I had been especially excited to go to Aveda, because I love Aveda shampoo and I'd heard that Cindy Crawford had gotten married at the spa. The driver who picked me up at the Minneapolis airport told me that his favorite job was driving people from Aveda back to the airport because they always smelled so good. The people working at the spa were all glowy and whifty, and in fact they did smell very good. I had brought some work with me, so when I checked in I asked if there was a fax machine I could use. The young woman who was showing me around looked at me with genuine compassion. When she to Id me about the television- and radio- and telephone- and newspaperlessness, I thought I might commit suicide. The next day I had a full schedule of spa treatments, but I sneaked out during lunch and walked to the little town of Osceola, nearby. The spa is plush and beautiful. The town is charming and a little tumbledown. I walked down a street of square-shouldered wood-frame houses, some with checkerboard gardens that were idled by winter, one with a big old car in the front yard that had painted on it El Cado from hell. In town I wandered into a bookstore and asked the storekeeper if she had out-of-town newspapers. "Where are you coming from, dear?" she asked. "I mean, right now. Where are you staying?" I told her I was at the spa, and she smiled indulgently, as if I had said I was on leave from an insane asylum.
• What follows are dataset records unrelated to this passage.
Issue #162, opened 2022-01-06
parsing of parameters.txt fails for some GEN_KW cases


perolavsvendsen:
When using GEN_KW, the parsing of parameters.txt fails on this check:

https://github.com/equinor/fmu-dataio/blob/e2a146497e9b8f58f9f8dfc4ab37efc2c348fe8c/src/fmu/dataio/_utils.py#L158

perolavsvendsen:
#96

Issue #96, opened 2021-09-17
Assumed syntax in parameters.txt is not aligned with semeio


berland:
Reference implementation for `parameters.txt`-parsing is in 
https://github.com/equinor/semeio/blob/master/semeio/jobs/design_kw/design_kw.py

This is not in line with:

https://github.com/equinor/fmu-dataio/blob/c3111c9f5e53d14bbecad7a3d954ca6af563b442/src/fmu/dataio/_utils.py#L220

which interprets a nested dictionary structure from the keys based on colons in the key string.

Semeio actively ignores prefixes before colons in keys.

perolavsvendsen:
I don't immediately understand the reasoning behind what semeio does, but is it a different use case? E.g. should outgoing metadata also just include parameters unique after stripping everything before colon (except exceptions i.e. `LOG10_`)?

The primary use case for these parameters in the metadata right now is for clients such as Webviz to be able to offer filtering based on them. E.g. "show me all data from iteration X where parameter Y has value Z".

berland:
Semeio has taken a deliberate decision to ignore prefixes (before colon) when executing DESIGN_KW. If fmu-dataio then starts to add meaning to that otherwise ignored prefix, we need to be careful.

The reason for semeios decision is to let users switch between design matrix parameters (DESIGN_KW) and history matching parameter (GEN_KW, which always adds a prefix).

berland:
Context: https://github.com/equinor/semeio/issues/59 and https://github.com/equinor/semeio/pull/163

perolavsvendsen:
Thanks. fmu-dataio is not aware of the contents, it merely parses and puts into outgoing metadata for a data object. So the actual question then is probably how this should look like in the metadata. E.g when user switches between GEN_KW and DESIGN_KW.

berland:
Problem is perhaps mitigated in #102

PR #163, opened 2022-01-06
Parse GEN_KW parameters.txt

perolavsvendsen:
Solving #162 where current parsing of `parameters.txt` fails with GEN_KW cases, where the parameter names after "namespace" is not unique.


src/fmu/dataio/_utils.py
```diff
@@ -155,11 +155,6 @@ def nested_parameters_dict(
             unique_keys.append(key)
             nested_dict[key] = value
 
-    if len(unique_keys) > len(set(unique_keys)):
-        raise ValueError(
-            "Keys in parameters dictionary are not unique after removal of namespace"
-        )
-
```
jcrivenaes, line 162: I think when we look in semeio: https://github.com/equinor/semeio/blob/24bc00bb1755ab420bc4b8e1f1be57c7f4096086/semeio/jobs/design_kw/design_kw.py, this is implemented there _with some given conditions_ (one is that it is checked for DESIGN_KW only). In that sense this can be removed here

I bought a book of photographs of old John Deere tractors, and then she offered me some cookies and a ride back to the spa. For the rest of the week at Aveda I still slept with my Walkman, but I also started to enjoy the surreal feeling of having departed the world. The rhythm was narcotic-long breakfast, long massage, a linger in front of the fire, a whirlpool, a steam bath, dinner, and bed. It was jarring to finally go home.